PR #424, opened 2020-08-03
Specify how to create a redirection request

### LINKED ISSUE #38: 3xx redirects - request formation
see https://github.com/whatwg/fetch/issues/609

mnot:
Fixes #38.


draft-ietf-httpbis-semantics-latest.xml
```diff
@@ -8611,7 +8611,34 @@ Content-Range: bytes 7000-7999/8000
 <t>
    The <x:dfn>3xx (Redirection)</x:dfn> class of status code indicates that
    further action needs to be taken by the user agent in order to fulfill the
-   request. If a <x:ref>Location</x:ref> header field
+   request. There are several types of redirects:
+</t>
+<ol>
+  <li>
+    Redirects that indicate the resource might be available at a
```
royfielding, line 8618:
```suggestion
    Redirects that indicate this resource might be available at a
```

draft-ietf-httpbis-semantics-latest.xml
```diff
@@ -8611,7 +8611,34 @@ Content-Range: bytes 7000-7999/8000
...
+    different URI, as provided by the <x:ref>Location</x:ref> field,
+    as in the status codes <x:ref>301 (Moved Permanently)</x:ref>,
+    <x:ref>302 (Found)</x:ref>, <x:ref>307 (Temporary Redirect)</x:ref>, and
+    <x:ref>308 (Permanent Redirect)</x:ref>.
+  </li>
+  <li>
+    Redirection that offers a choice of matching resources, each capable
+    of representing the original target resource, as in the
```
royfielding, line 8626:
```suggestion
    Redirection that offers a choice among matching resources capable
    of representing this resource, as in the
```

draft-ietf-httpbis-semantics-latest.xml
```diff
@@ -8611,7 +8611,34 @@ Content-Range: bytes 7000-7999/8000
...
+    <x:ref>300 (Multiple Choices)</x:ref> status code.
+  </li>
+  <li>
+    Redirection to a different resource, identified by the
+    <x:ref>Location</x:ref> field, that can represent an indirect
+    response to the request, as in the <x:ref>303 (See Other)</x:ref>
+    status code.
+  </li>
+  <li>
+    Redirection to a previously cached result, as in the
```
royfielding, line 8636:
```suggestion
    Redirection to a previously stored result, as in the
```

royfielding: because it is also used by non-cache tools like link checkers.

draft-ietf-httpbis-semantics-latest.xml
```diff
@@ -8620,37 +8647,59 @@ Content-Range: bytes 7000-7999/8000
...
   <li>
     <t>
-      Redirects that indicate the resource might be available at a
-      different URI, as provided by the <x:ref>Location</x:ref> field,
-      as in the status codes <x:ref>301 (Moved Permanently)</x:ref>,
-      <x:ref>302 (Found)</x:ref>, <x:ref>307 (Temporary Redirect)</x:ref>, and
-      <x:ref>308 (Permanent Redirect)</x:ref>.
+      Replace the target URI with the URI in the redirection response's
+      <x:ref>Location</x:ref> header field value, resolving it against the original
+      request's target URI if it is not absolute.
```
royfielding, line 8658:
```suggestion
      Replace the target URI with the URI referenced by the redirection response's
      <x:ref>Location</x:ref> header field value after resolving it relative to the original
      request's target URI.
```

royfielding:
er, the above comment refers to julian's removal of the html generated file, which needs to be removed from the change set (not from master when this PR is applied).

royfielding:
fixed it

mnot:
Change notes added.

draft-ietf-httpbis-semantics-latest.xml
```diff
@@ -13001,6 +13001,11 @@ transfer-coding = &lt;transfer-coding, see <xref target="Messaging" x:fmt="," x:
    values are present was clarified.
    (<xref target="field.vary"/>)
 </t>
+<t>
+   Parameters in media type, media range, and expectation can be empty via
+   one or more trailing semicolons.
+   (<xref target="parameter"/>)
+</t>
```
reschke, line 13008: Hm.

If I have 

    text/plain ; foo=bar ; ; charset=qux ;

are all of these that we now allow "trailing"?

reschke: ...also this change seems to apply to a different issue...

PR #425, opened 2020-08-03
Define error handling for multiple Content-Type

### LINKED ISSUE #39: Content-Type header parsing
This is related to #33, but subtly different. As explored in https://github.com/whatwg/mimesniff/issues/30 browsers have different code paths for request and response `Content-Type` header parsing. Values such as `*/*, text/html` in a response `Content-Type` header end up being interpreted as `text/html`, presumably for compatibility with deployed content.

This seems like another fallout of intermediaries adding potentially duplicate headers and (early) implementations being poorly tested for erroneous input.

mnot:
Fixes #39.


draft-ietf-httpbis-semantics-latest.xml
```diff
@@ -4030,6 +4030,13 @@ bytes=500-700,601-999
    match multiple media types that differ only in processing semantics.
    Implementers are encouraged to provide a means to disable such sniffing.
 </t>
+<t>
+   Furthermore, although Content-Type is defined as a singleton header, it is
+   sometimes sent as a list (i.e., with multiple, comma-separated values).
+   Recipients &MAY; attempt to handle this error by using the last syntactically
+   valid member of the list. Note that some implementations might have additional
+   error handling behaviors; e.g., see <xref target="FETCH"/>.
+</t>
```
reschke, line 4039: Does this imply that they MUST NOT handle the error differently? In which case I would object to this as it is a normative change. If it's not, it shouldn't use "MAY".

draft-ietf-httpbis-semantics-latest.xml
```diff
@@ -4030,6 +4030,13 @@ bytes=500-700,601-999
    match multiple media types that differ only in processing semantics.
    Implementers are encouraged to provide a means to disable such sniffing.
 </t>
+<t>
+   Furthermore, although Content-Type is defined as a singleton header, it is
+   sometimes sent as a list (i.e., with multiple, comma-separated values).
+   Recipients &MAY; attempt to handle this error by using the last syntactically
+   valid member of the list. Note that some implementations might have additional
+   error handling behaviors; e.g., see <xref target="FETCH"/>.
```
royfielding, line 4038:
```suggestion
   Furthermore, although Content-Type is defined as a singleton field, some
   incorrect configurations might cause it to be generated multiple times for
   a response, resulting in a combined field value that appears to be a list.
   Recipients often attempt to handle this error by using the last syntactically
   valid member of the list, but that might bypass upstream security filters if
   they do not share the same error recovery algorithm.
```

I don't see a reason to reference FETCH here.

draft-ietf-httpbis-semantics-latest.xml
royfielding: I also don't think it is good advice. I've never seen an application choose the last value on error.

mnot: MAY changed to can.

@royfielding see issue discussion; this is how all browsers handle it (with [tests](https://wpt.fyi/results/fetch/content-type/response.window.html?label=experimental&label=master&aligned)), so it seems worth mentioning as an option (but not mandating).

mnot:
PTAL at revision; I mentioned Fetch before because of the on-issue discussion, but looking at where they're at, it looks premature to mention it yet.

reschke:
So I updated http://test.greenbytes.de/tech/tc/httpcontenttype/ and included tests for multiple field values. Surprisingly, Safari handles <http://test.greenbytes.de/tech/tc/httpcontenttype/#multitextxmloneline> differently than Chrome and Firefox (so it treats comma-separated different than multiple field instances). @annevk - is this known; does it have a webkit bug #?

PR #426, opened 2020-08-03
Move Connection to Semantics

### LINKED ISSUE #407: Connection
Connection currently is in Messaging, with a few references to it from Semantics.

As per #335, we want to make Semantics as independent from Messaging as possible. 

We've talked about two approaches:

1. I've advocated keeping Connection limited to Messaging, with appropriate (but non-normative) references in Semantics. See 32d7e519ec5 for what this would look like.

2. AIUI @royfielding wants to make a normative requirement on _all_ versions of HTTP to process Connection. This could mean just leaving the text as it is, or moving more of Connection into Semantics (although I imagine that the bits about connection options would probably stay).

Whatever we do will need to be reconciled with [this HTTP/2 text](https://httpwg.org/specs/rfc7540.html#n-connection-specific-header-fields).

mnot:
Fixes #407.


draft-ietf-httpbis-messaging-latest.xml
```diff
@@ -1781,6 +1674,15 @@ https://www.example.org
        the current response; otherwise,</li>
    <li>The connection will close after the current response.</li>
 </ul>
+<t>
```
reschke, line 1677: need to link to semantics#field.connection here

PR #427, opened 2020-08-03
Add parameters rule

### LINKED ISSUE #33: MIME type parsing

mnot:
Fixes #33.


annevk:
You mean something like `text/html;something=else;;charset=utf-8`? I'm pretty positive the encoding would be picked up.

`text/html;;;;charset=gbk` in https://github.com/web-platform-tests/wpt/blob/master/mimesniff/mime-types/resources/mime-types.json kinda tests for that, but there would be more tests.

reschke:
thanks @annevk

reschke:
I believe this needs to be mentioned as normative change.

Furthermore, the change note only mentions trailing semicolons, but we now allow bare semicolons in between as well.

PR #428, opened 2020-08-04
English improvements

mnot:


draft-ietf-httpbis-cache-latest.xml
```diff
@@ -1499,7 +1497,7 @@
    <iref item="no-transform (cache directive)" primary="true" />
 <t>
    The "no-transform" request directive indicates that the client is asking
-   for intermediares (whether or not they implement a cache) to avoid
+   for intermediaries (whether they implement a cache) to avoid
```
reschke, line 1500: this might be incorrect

---

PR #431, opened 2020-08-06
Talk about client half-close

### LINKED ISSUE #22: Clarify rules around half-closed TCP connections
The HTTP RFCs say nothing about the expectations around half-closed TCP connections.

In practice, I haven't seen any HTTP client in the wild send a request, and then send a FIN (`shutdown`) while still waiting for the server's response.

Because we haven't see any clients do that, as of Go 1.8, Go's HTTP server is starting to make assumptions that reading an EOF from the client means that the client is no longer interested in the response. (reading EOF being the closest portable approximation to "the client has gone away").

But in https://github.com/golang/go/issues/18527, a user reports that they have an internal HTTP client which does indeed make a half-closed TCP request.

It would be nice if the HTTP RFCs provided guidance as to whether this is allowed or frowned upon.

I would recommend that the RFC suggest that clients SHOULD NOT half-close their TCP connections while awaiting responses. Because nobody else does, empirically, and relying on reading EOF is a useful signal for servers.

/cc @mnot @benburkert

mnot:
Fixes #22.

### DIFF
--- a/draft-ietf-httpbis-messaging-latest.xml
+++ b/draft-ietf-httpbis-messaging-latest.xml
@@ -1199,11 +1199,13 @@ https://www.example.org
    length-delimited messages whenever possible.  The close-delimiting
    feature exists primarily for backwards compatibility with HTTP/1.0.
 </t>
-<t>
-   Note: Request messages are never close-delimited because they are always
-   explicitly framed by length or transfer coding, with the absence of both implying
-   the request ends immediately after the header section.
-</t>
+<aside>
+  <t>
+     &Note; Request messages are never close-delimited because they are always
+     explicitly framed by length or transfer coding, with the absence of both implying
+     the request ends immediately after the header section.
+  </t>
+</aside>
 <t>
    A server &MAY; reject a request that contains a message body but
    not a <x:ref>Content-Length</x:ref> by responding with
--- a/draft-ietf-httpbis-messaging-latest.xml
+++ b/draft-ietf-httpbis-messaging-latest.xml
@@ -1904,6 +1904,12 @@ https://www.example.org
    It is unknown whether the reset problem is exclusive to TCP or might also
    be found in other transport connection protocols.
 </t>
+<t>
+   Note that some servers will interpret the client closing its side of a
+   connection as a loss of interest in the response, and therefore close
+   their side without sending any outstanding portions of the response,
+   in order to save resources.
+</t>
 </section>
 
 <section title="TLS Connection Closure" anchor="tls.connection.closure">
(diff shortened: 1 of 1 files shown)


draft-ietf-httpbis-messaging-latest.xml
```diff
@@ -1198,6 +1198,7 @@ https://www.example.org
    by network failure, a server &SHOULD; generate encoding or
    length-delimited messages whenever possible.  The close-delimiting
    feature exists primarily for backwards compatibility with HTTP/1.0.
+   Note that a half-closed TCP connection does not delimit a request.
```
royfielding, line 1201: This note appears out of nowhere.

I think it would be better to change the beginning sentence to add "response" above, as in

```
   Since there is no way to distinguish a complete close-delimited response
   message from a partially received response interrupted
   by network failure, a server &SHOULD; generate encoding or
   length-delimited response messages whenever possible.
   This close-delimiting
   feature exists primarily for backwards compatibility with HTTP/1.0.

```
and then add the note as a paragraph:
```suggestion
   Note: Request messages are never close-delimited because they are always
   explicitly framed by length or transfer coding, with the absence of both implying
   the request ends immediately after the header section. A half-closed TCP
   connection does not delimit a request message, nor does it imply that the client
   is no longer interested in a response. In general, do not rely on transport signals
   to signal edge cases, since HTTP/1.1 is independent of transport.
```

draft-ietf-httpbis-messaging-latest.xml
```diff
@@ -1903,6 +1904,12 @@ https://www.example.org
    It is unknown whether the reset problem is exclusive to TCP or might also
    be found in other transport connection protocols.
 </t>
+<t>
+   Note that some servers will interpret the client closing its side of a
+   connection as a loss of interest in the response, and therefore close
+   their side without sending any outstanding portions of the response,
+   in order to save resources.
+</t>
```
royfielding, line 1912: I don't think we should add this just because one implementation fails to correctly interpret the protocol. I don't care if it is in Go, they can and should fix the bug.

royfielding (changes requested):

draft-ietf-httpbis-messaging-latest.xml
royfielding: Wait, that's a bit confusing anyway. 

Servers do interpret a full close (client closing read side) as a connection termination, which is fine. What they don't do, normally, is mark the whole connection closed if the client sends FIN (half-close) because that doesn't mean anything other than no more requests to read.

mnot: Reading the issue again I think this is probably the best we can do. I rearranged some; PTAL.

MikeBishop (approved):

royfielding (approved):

What is required ▸
Start with the line above that contains "### LINKED ISSUE #22: Clarify" and end with the line that contains "The HTTP RFCs say". Write out those lines exactly, and only those.

Result of the task ▸
### LINKED ISSUE #22: Clarify rules around half-closed TCP connections
The HTTP RFCs say nothing about the expectations around half-closed TCP connections.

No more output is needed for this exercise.